Personal information
- Born:: July 8, 1988 (age 37) San Pedro, California, U.S.
- Height:: 6 ft 1 in (1.85 m)
- Weight:: 256 lb (116 kg)

Career information
- High school:: Las Flores (CA) Tesoro
- College:: UCLA
- NFL draft:: 2011: undrafted

Career history
- Tampa Bay Buccaneers (2011); Cleveland Browns (2011–2014); New England Patriots (2016)*;
- * Offseason and/or practice squad member only

Career NFL statistics
- Games played:: 60
- Total tackles:: 10
- Stats at Pro Football Reference

= Christian Yount =

American football player (born 1988)

Christian Alexander Yount (born July 8, 1988) is an American former professional football player who was a long snapper in the National Football League (NFL). He played college football for the UCLA Bruins. Yount was signed by the Tampa Bay Buccaneers as an undrafted free agent in 2011 and has also played for the Cleveland Browns.

==Professional career==
===Tampa Bay Buccaneers===
After going unselected in the 2011 NFL draft, Yount signed with the Tampa Bay Buccaneers.
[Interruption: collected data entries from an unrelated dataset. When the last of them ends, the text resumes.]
PR #791, opened 2022-10-17
improvement: update date formatting function to work with timestamps

anechytailo:
Pull Request Template
 

### Type of Pull Request *
- [x] ENHANCEMENT  (non-breaking change which improves existing functionality)

### Related links
 
**Issue link**

 
**Story link**

 
### Description *
Update Date formatting function, make it work with timestamps.
 
### Summary of issue
Describe the issue
 
### Summary of change
Describe the solution
 
 
 
"*" - mandatory field

### DIFF
--- a/src/utilities/formatDate.ts
+++ b/src/utilities/formatDate.ts
@@ -15,9 +15,9 @@ const monthNames: { [index: string]: string } = {
   '12': i18n.t(langTokens.date.decemberGenitiveCase),
 };
 
-export const formatDate = (dateString = '', time = false): string => {
-  if (dateString.length) {
-    const fullDate = new Date(dateString);
+export const formatDate = (dateValue = '', time = false): string => {
+  if (dateValue) {
+    const fullDate = new Date(dateValue);
     const hours = fullDate.getHours().toString().padStart(2, '0');
     const mins = fullDate.getMinutes().toString().padStart(2, '0');
     const displayDate = time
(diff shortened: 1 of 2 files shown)


src/utilities/formatDate.ts
```diff
@@ -15,9 +15,9 @@ const monthNames: { [index: string]: string } = {
   '12': i18n.t(langTokens.date.decemberGenitiveCase),
 };
 
-export const formatDate = (dateString = '', time = false): string => {
-  if (dateString.length) {
-    const fullDate = new Date(dateString);
+export const formatDate = (dateValue = '', time = false): string => {
```
skyboyer, line 18: but what is the type of dateValue? is not it only `String` without `number`?

anechytailo: added update

src/utilities/formatDate.ts
```diff
@@ -15,9 +15,12 @@ const monthNames: { [index: string]: string } = {
...
 };
 
-export const formatDate = (dateString = '', time = false): string => {
-  if (dateString.length) {
-    const fullDate = new Date(dateString);
+export const formatDate = (
+  dateValue: number | string = '',
+  time = false,
+): string => {
+  if (dateValue) {
```
skyboyer, line 22: oh, I checked only now that there is `date-fns` library in the project(https://date-fns.org/v2.29.3/docs/format)

it will not help with replacing `monthNames` in Ukrainian, but besides that we can consume it to format rest of the string:

```
format(fullDate, `kk:mm dd ${monthNames[fullDate.getMonth() + 1]} yyyy`)
```

anechytailo: thanks for the advice
updated in accordance

skyboyer (approved):
cool, looks good to me

vpavlikk (approved):

PR #802, opened 2022-12-17
Fix bug resolve conflict 799

artemhoriuk1994:


skyboyer (approved):
this is a bit weird to see fix for #563 to be merged into `develop` again 
maybe makes sense to ask QA to smoke-test specificially #563 to ensure it's still fine

otherwise I think we are good to merge this

PR #804, opened 2023-02-15
Issue 619 changes log

artemhoriuk1994:
Pull Request Template
 

### Type of Pull Request *
- [ x ] ENHANCEMENT  (non-breaking change which improves existing functionality)

#
 
### Description *
Did everything according to story #619. The option to export data to a .csv file remained unfulfilled.

image

### DIFF
--- a/src/models/changeLog/asyncAction.ts
+++ b/src/models/changeLog/asyncAction.ts
@@ -1,0 +1,15 @@
+import { createAsyncThunk } from '@reduxjs/toolkit';
+import { fetchMaterialsChange } from 'old/lib/utilities/API/api';
+import { IChangeLog } from './types';
+
+export const getChangeLog = createAsyncThunk(
+  'getChangeLogActions',
+  async (options: IChangeLog, { rejectWithValue }) => {
+    try {
+      const changes = await fetchMaterialsChange(options);
+      return changes.data;
+    } catch (error) {
+      return rejectWithValue(error.response.data);
+    }
+  },
+);
--- a/src/models/changeLog/asyncAction.ts
+++ b/src/models/changeLog/asyncAction.ts
@@ -1,12 +1,12 @@
 import { createAsyncThunk } from '@reduxjs/toolkit';
-import { fetchMaterialsChange } from 'old/lib/utilities/API/api';
-import { IChangeLog } from './types';
+import { fetchChangeLog } from 'old/lib/utilities/API/api';
+import { IChangeLogOptions } from './types';
 
 export const getChangeLog = createAsyncThunk(
   'getChangeLogActions',
-  async (options: IChangeLog, { rejectWithValue }) => {
+  async (options: IChangeLogOptions, { rejectWithValue }) => {
     try {
-      const { data } = await fetchMaterialsChange(options);
+      const { data } = await fetchChangeLog(options);
       return data;
     } catch (error) {
       return rejectWithValue(error);
--- a/src/models/changeLog/asyncAction.ts
+++ b/src/models/changeLog/asyncAction.ts
@@ -6,10 +6,10 @@ export const getChangeLog = createAsyncThunk(
   'getChangeLogActions',
   async (options: IChangeLog, { rejectWithValue }) => {
     try {
-      const changes = await fetchMaterialsChange(options);
-      return changes.data;
+      const { data } = await fetchMaterialsChange(options);
+      return data;
     } catch (error) {
-      return rejectWithValue(error.response.data);
+      return rejectWithValue(error);
     }
   },
 );
--- a/src/models/changeLog/selectors.ts
+++ b/src/models/changeLog/selectors.ts
@@ -1,5 +1,5 @@
 import { RootStateType } from 'models/rootReducer';
 
-export const selectSize = (state: RootStateType) => {
+export const selectSize = (state: RootStateType): number | undefined => {
   return state.changesLog.size;
 };
--- a/src/models/changeLog/selectors.ts
+++ b/src/models/changeLog/selectors.ts
@@ -1,5 +1,5 @@
 import { RootStateType } from 'models/rootReducer';
 
 export const selectSize = (state: RootStateType) => {
-  return state.changesLog;
+  return state.changesLog.size;
 };
--- a/src/models/changeLog/selectors.ts
+++ b/src/models/changeLog/selectors.ts
@@ -1,5 +1,4 @@
 import { RootStateType } from 'models/rootReducer';
-import { IChangeLog } from './types';
 
 export const selectSize = (state: RootStateType) => {
   return state.changesLog;
--- a/src/models/changeLog/selectors.ts
+++ b/src/models/changeLog/selectors.ts
@@ -1,0 +1,6 @@
+import { RootStateType } from 'models/rootReducer';
+import { IChangeLog } from './types';
+
+export const selectSize = (state: RootStateType) => {
+  return state.changesLog;
+};
--- a/src/old/lib/components/Chips/ChipsList.tsx
+++ b/src/old/lib/components/Chips/ChipsList.tsx
@@ -9,11 +9,7 @@ export interface IChipsListProps {
   max?: boolean;
 }
 
-const ChipsList: React.FC<IChipsListProps> = ({
-  checkedNames,
-  isLabelItem,
-  max,
-}) => {
+const ChipsList: React.FC<IChipsListProps> = ({ checkedNames }) => {
   const { directions } = useSelector(
     (state: RootStateType) => state.properties,
   );
--- a/src/old/lib/utilities/API/api.ts
+++ b/src/old/lib/utilities/API/api.ts
@@ -2,6 +2,7 @@
 import axios, { AxiosError, AxiosRequestConfig, AxiosResponse } from 'axios';
 import qs from 'qs';
 import { toast } from 'react-toastify';
+import { IChangeLog } from 'models/changeLog/types';
 import {
   CreatePostRequestUnionType,
   CreateTagRequestType,
@@ -27,11 +28,10 @@ import {
   ActiveDirectionType,
   PlatformInformationType,
   UpdatePlatformInformationRequestType,
-  GetConfigType,
+  GetChangeLogType,
 } from './types';
 import { BASE_URL } from '../../../apiURL';
 import { getToken } from '../../../provider/AuthProvider/getToken';
-import { IChangeLog } from 'models/changeLog/types';
 
 export const instance = axios.create({
   baseURL: BASE_URL,
@@ -310,8 +310,8 @@ export const getPlatformInformation = async (
 
 export const fetchMaterialsChange = async (
   parametres?: IChangeLog,
-): Promise<AxiosRequestConfig> => {
-  return await instance.get(`/log/post-logs`, {
+): Promise<AxiosResponse<GetChangeLogType>> => {
+  return instance.get(`/log/post-logs`, {
     params: {
       size: parametres?.size,
     },
--- a/src/old/lib/utilities/API/api.ts
+++ b/src/old/lib/utilities/API/api.ts
@@ -1,8 +1,13 @@
 /* eslint-disable no-param-reassign */
-import axios, { AxiosError, AxiosRequestConfig, AxiosResponse } from 'axios';
+import axios, {
+  AxiosError,
+  AxiosRequestConfig,
+  AxiosResponse,
+  AxiosPromise,
+} from 'axios';
 import qs from 'qs';
 import { toast } from 'react-toastify';
-import { IChangeLog } from 'models/changeLog/types';
+import { IChangeLogOptions } from 'models/changeLog/types';
 import {
   CreatePostRequestUnionType,
   CreateTagRequestType,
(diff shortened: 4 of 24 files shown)


src/old/lib/utilities/API/api.ts
```diff
@@ -306,6 +308,16 @@ export const getPlatformInformation = async (
   return instance.get(`/platform-information/${id}`);
 };
 
+export const fetchMaterialsChange = async (
```
skyboyer, line 311: I propose to name on `fetchChangeLog` or in some other way but to make `changeLog` to be part of the name

src/views/Profile/AdminTable/AdminDatePicker.tsx
```diff
@@ -65,7 +65,7 @@ export const AdminDatePicker: React.FC<IMaterialsDate> = ({
               onChange={(value) =>
                 setChanges({
                   option: 'start',
-                  date: value && value.toISOString(),
+                  date: value && value.toISOString().substring(0, 10),
```
skyboyer, line 68: I propose to introduce helper in /src/utilities/formatDate.ts for date formating

1. shorter code
2. can cover with tests(also for edge cases)
3. consistent formatting across different occurences

do you agree?

src/views/postUpdation/AllPostTypesUpdation.tsx
```diff
@@ -444,6 +479,31 @@ export const AllPostTypesUpdation: React.FC<IAllPostTypesUpdation> = ({
...
+        <AuthorListDropdown
+          pageSizes={changesPerPage}
+          setChanges={handleNotesToShowChange}
+          selected={
+            size === 0 ? changesPerPage[changesPerPage.length - 1] : size
+          }
+        />
+        <List>
+          {changes.length > 0 ? (
+            changes.map((item) => {
```
skyboyer, line 494: another approach is to render `changes.map` always:

```
<List>
  {changes.map(item => .....)}
  {changes.length === 0 && <>No Changes</>}
```

Definitely no difference in behaviour. But to me this variant is easier to follow, than ternary `? :`

src/views/postUpdation/AllPostTypesUpdation.tsx
```diff
@@ -444,6 +479,31 @@ export const AllPostTypesUpdation: React.FC<IAllPostTypesUpdation> = ({
...
         post={post}
       />
+      <BorderBottom />
+      <h1>Changes List</h1>
+      <Box mt={3}>
+        <AuthorListDropdown
+          pageSizes={changesPerPage}
+          setChanges={handleNotesToShowChange}
+          selected={
+            size === 0 ? changesPerPage[changesPerPage.length - 1] : size
```
skyboyer, line 489: let's go with `size || changesPerPage[changesPerPage.length - 1]`

not just shorter(code size should never be an argument per se) but also covers edge case with `undefined`(not sure whether it's allowed for this type but anyway)

src/views/postUpdation/AllPostTypesUpdation.tsx
```diff
@@ -444,6 +479,31 @@ export const AllPostTypesUpdation: React.FC<IAllPostTypesUpdation> = ({
...
+            changes.map((item) => {
+              return (
+                <ListItem key={item.id}>
+                  {item.title} {item.changes}:{' '}
+                  {new Date(item.dateOfChange).toUTCString()}
+                </ListItem>
+              );
+            })
+          ) : (
+            <>No Chanages</>
```
skyboyer, line 503: may we want i18n here?

src/views/postUpdation/AllPostTypesUpdation.tsx
```diff
@@ -444,6 +479,31 @@ export const AllPostTypesUpdation: React.FC<IAllPostTypesUpdation> = ({
         disabled={isDisabled}
         post={post}
       />
+      <BorderBottom />
+      <h1>Changes List</h1>
```
skyboyer, line 483: also, may we want to keep it in i18n strings?

src/models/changeLog/asyncAction.ts
```diff
@@ -0,0 +1,15 @@
+import { createAsyncThunk } from '@reduxjs/toolkit';
+import { fetchMaterialsChange } from 'old/lib/utilities/API/api';
+import { IChangeLog } from './types';
+
+export const getChangeLog = createAsyncThunk(
```
skyboyer, line 5: but where this action is used?

src/views/Profile/AdminTable/AdminTableBody.tsx
```diff
@@ -68,9 +69,11 @@ const AdminTableBody: React.FC<IAdminTableBodyProps> = ({ isAdmin }) => {
         <TableCell>{id}</TableCell>
         <TableCell className={classes.titleCol}>
           <Chip label={typeName} className={classes[chipClass] as string} />
-          <Typography variant="h6" component="p" className={classes.title}>
-            {title}
-          </Typography>
+          <Link to={`/edit-post?id=${id}`} className={classes.title}>
```
skyboyer, line 72: we cannot use this here, but just as knowledge sharing: there is `generatePath` helper in `react-router-dom`

so if `/edit-post/:id` was a named route(which it is NOT and `id` parameter in query part instead of string - but let's imagine) then we could:

```
import { EDIT_POST_ROUTE } from '../...../routes.js';

  <Link to={generatePath(EDIT_POST_ROUTE, { postId: id })}

```

but here we cannot use that trick, so just saying

src/models/changeLog/selectors.ts
```diff
@@ -0,0 +1,5 @@
+import { RootStateType } from 'models/rootReducer';
+
+export const selectSize = (state: RootStateType) => {
+  return state.changesLog;
```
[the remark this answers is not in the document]
artemhoriuk1994: so it should be state.changeLog.size
First, I got the size object through destructuring in the component
So im chnge that for more better readability

src/views/postUpdation/AllPostTypesUpdation.tsx
artemhoriuk1994: yeap im agree with you that this one way look more better

src/models/changeLog/asyncAction.ts
artemhoriuk1994: this acition im used in reducet like extraReducer 
```suggestion
const changeLog = createSlice({
  name: 'changesLog',
  initialState,
  reducers: {
    setChangesSize: (state, action: PayloadAction<number>) => {
      const setChangeObj = state;
      setChangeObj.size = action.payload;
    },
  },
  extraReducers: {
    getAsyncActionsReducer(getChangeLog as any),
  },
});
```

src/views/Profile/AdminTable/AdminDatePicker.tsx
artemhoriuk1994: Create function helper for this date request

src/old/lib/components/Chips/ChipsList.tsx
```diff
@@ -9,11 +9,7 @@ export interface IChipsListProps {
   max?: boolean;
 }
 
-const ChipsList: React.FC<IChipsListProps> = ({
-  checkedNames,
-  isLabelItem,
-  max,
-}) => {
+const ChipsList: React.FC<IChipsListProps> = ({ checkedNames }) => {
```
skyboyer, line 12: since we don't use `max` and `isLabelItem` anymore, may it make sense to remove them from `IChipsListProps` as well?

src/old/lib/utilities/API/types.ts
```diff
@@ -277,3 +278,36 @@ export type UpdatePlatformInformationRequestType = {
   title?: string;
   text?: string;
 };
+
+export type ChangeLogType<T = any> = {
```
skyboyer, line 282: seems `T` is not used in this generic, so do we need it at all here?

src/old/modules/experts/components/Accordion.tsx
```diff
@@ -1,5 +1,4 @@
 import React, { useState } from 'react';
-import { NavLink } from 'react-router-dom';
```
skyboyer, line 2: more cleanup! I like that!

src/styles/theme/index.ts
```diff
@@ -10,7 +10,7 @@ export const SCREEN_BREAKPOINTS = {
   xl: 1920,
 };
 
-export const MAIN_THEME = createMuiTheme({
+export const MAIN_THEME = createTheme({
```
skyboyer, line 13: yeeeey! no more deprecated function!

src/utilities/formatDate.ts
```diff
@@ -42,3 +42,7 @@ export const displayShortDate = (
   }
   return `${dateValue}`;
 };
+
+export const requestDate = (value: Date): string => {
+  return value && value.toISOString().substring(0, 10);
```
skyboyer, line 47: since `value` is declared as a `Date` there is no need to do `value &&`. we cannot pass `undefined` or `null`. right?

src/views/Profile/AuthorsList/AuthorListDropdown.tsx
```diff
@@ -3,9 +3,9 @@ import { FormControl, Select, InputBase, MenuItem } from '@material-ui/core';
 import { useStyles } from './styles/AuthorListDropdown.styles';
 
 interface IAuthorListDropdownProps {
-  pageSizes: number[];
-  selected: number;
-  setChanges: (payload: any) => void;
+  pageSizes: Array<number | string>;
```
skyboyer, line 6: I believe we should strict: `pageSizes: Array<number | 'All'>`; similarly to `selected` property.

src/views/Profile/AdminTable/AdminTableBody.tsx
```diff
@@ -68,9 +69,17 @@ const AdminTableBody: React.FC<IAdminTableBodyProps> = ({ isAdmin }) => {
         <TableCell>{id}</TableCell>
         <TableCell className={classes.titleCol}>
           <Chip label={typeName} className={classes[chipClass] as string} />
-          <Typography variant="h6" component="p" className={classes.title}>
-            {title}
-          </Typography>
+          <Link
+            to={{
+              pathname: '/edit-post',
```
skyboyer, line 74: cool! I like object-style target for `<Link>`

src/views/postUpdation/AllPostTypesUpdation.tsx
```diff
@@ -444,6 +478,34 @@ export const AllPostTypesUpdation: React.FC<IAllPostTypesUpdation> = ({
...
       />
+      <BorderBottom />
+      <Typography component="h2" variant="h2">
+        {t(langTokens.admin.changesList)}
+      </Typography>
+      <Box mt={3}>
+        <AuthorListDropdown
+          pageSizes={changesPerPage}
+          setChanges={handleNotesToShowChange}
+          selected={size || changesPerPage[changesPerPage.length - 1]}
```
skyboyer, line 489: if we update `IAuthorListDropdownProps` to allow only `All` among other strings, we could also hard-code it here:

```
selected={size || 'All'}
```
and TS will keep us safe

skyboyer (commented):
looks good, have few comments

src/old/lib/components/Chips/ChipsList.tsx
artemhoriuk1994: I think its  better to move `IChipsListProps` to a new file, cause another components use this interfece

src/utilities/formatDate.ts
artemhoriuk1994: yeap thats my fault 
im tottaly agree with u

src/views/Profile/AuthorsList/AuthorListDropdown.tsx
artemhoriuk1994: We have problem like this
image

skyboyer: give me some time, I'll play with it

src/views/Profile/AuthorsList/AuthorListDropdown.tsx
```diff
@@ -2,10 +2,12 @@ import React from 'react';
...
 import { useStyles } from './styles/AuthorListDropdown.styles';
 
+export type PageSizeType = Array<number | 'All'>;
+
 interface IAuthorListDropdownProps {
-  pageSizes: number[];
-  selected: number;
-  setChanges: (payload: any) => void;
+  pageSizes: PageSizeType;
+  selected: number | string | undefined;
```
skyboyer, line 9: but what if we had `type PageSizeType = number | 'All'`? Then we could type `selected: PageSizeType | undefined`

or does it create any issues in other code?

src/views/Profile/AuthorsList/AuthorListDropdown.tsx
```diff
@@ -2,10 +2,12 @@ import React from 'react';
 import { FormControl, Select, InputBase, MenuItem } from '@material-ui/core';
 import { useStyles } from './styles/AuthorListDropdown.styles';
 
+export type PageSizeType = Array<number | 'All'>;
```
skyboyer, line 5: as for naming, may it use plural like `PageSizesType` for an array?

skyboyer (approved):
looks good to me, just 2 minor comments

PR #535, opened 2018-01-29
Added social links

jorilallo:
Promote that Twitter profile

New email footer: 

screen shot 2018-01-28 at 7 48 06 pm


tommoor:
Hah, I didn't approve because the build failed or something - anyway, looks good 💯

Originally, he made the roster out of training camp, but was released by the team on September 14, only to be re-signed on September 17. He was waived again on October 25.

===Cleveland Browns===
On November 29, 2011, Yount signed with the Cleveland Browns.

On August 6, 2013, Yount signed a five-year contract extension. On May 29, 2015, Yount was waived.

===New England Patriots===
On April 22, 2016, Yount signed with the New England Patriots. Yount was released on July 21, 2016.